PR #5693, opened 2019-12-16
bump crengine, fribidi, xtext - some CoverBrowser Mosaic tweaks

poire-z:
- bump crengine: (Upstream) DocX: fix paragraphs with single hyperlink https://github.com/koreader/crengine/pull/323
- bump fribidi to 1.0.8 (for nested isolates fix, https://github.com/koreader/koreader/issues/5359#issuecomment-565001148)
- xtext.makeLine(): return `no_allowed_break_met=true` when that happens, so we know the line breaks inside a word. https://github.com/koreader/koreader-base/pull/1022 https://github.com/koreader/koreader/pull/5598#issuecomment-565836669

Also CoverBrowser: Mosaic: better words wrap in text covers
- Update words wrapping tweaks for use_xtext: add zero-width spaces around dots and underscores to allow more wraps.
- Fix overlap of directory name and nbitems for long directory names.

Before:
<kbd>image</kbd>
<kbd>image</kbd>

After:
<kbd>image</kbd>
<kbd>image</kbd>

---
This change is [Reviewable](https://reviewable.io/reviews/koreader/koreader/5693)

### DIFF
--- a/frontend/ui/widget/textboxwidget.lua
+++ b/frontend/ui/widget/textboxwidget.lua
@@ -304,6 +304,10 @@ function TextBoxWidget:_splitToLines()
             -- - Between a line end_offset= and the next line offset=, there may be only
             --   a single indice not included: the \n or the space that allowed the break.
             self.vertical_string_list[ln] = line
+            if line.no_allowed_break_met then
+                -- let the fact a long word was splitted be known
+                self.has_split_inside_word = true
+            end
             if line.hard_newline_at_eot and not line.next_start_offset then
                 -- Add an empty line to reprensent the \n at end of text
                 -- and allow positionning cursor after it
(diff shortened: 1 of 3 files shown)


poire-z:
Guess I'd better use utf8 hex codes for the zero width spaces... They're not visible in the diff, and probably to most people who use a modern text editor that supports utf8, unlike me :)

poire-z:
OK. The last dot before suffix trick:
`title = title:gsub("%.\xE2\x80\x8B(%w%w?%w?%w?%w?)$", "\xE2\x80\x8B.%1")`
works in History (where I tested on the emulator), but not in FileBrowser (where I tested on my Kobo), because... of the bidi isolate wrap for filename, which adds a 3-bytes "Pop Directional Isolate" at the end of the filename there, so the 5x %w I try to match failed because there's 3+3 or 4+3 bytes there...
I was beginning to think these Bidi wrapping were going to get bothering - but I just realized we wrap them too early (in getMenuText, where I added that cause it was convenient), and it should be delayed to the last moment, where it's given to a TextWidget or TextBoxWidget.
Anyway, should not prevent merging this. But I'll need another pass on Menu.lua and these CoverBrowser files (maybe tomorrow).
No real issue not having that clean for the release, but you tell me how much time I have :)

---------------

Requirement: Write the lines again exactly, from the first line of the material above to the line that includes "- bump crengine: (Upstream)", both included. Leave out all the rest.

Your response:
PR #5693, opened 2019-12-16
bump crengine, fribidi, xtext - some CoverBrowser Mosaic tweaks

poire-z:
- bump crengine: (Upstream) DocX: fix paragraphs with single hyperlink https://github.com/koreader/crengine/pull/323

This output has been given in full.